** EXERCISE DIRECTIONS **
Copy out all lines in the data below containing the string "wrong".

---------- STORED DATA ----------

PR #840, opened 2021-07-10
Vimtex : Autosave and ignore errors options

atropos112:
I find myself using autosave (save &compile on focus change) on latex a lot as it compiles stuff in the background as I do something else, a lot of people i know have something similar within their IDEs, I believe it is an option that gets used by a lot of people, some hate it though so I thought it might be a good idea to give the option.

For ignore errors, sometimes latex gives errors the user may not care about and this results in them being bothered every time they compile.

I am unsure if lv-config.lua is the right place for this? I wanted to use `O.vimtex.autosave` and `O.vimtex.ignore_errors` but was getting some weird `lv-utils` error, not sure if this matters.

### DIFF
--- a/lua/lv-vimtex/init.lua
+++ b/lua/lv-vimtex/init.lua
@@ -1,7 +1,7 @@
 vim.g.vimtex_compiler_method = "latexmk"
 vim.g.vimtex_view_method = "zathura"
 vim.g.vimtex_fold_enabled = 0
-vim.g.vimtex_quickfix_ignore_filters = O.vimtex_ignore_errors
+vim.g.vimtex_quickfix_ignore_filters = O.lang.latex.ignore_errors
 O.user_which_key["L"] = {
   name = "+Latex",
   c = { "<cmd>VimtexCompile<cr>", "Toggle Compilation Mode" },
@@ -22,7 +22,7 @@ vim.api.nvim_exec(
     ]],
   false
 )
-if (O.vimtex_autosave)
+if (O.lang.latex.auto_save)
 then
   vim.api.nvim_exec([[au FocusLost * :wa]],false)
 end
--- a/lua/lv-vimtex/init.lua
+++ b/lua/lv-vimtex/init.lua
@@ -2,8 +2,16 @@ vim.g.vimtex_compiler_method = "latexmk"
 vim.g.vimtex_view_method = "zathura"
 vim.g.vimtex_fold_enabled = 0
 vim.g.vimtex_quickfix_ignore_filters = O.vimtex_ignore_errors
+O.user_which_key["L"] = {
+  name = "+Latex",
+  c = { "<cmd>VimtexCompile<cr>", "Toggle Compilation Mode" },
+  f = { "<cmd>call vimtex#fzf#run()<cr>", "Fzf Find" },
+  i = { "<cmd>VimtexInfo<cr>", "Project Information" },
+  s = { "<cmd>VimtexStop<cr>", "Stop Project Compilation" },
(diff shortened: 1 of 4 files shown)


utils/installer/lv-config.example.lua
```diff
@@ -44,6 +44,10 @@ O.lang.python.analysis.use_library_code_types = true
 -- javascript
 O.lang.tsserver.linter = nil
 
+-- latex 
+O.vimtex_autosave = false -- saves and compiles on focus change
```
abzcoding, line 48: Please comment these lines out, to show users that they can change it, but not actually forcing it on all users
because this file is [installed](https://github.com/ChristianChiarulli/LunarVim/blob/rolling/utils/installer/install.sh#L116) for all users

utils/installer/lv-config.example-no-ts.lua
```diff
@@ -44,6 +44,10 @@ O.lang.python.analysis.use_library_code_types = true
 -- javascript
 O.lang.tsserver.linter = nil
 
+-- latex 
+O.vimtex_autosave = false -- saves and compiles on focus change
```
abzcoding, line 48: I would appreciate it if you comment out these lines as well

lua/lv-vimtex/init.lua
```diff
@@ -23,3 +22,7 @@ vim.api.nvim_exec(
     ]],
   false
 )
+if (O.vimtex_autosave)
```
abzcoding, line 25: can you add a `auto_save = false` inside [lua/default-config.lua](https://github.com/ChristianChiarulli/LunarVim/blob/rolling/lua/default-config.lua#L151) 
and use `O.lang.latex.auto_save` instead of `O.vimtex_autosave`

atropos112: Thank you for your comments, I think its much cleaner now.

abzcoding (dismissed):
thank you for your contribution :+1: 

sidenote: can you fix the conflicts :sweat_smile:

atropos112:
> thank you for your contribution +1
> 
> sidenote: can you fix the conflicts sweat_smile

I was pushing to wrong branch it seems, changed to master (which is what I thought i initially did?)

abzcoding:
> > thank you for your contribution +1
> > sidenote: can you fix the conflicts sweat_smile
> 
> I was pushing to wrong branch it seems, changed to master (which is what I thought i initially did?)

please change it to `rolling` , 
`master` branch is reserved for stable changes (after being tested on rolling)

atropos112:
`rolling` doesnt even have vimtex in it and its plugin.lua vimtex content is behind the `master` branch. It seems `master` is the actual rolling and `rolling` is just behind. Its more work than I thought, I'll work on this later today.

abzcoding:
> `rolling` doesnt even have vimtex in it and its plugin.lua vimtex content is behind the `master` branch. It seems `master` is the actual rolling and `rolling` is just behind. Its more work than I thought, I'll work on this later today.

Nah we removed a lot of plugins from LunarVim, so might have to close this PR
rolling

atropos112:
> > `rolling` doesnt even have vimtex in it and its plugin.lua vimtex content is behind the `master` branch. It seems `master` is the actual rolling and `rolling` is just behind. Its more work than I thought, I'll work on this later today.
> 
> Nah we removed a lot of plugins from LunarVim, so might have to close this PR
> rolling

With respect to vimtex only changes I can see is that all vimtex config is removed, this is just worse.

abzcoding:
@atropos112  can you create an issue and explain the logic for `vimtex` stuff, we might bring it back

----------

** OUTPUT FOR THIS EXERCISE **
I was pushing to wrong branch it seems, changed to master (which is what I thought i initially did?)
> I was pushing to wrong branch it seems, changed to master (which is what I thought i initially did?)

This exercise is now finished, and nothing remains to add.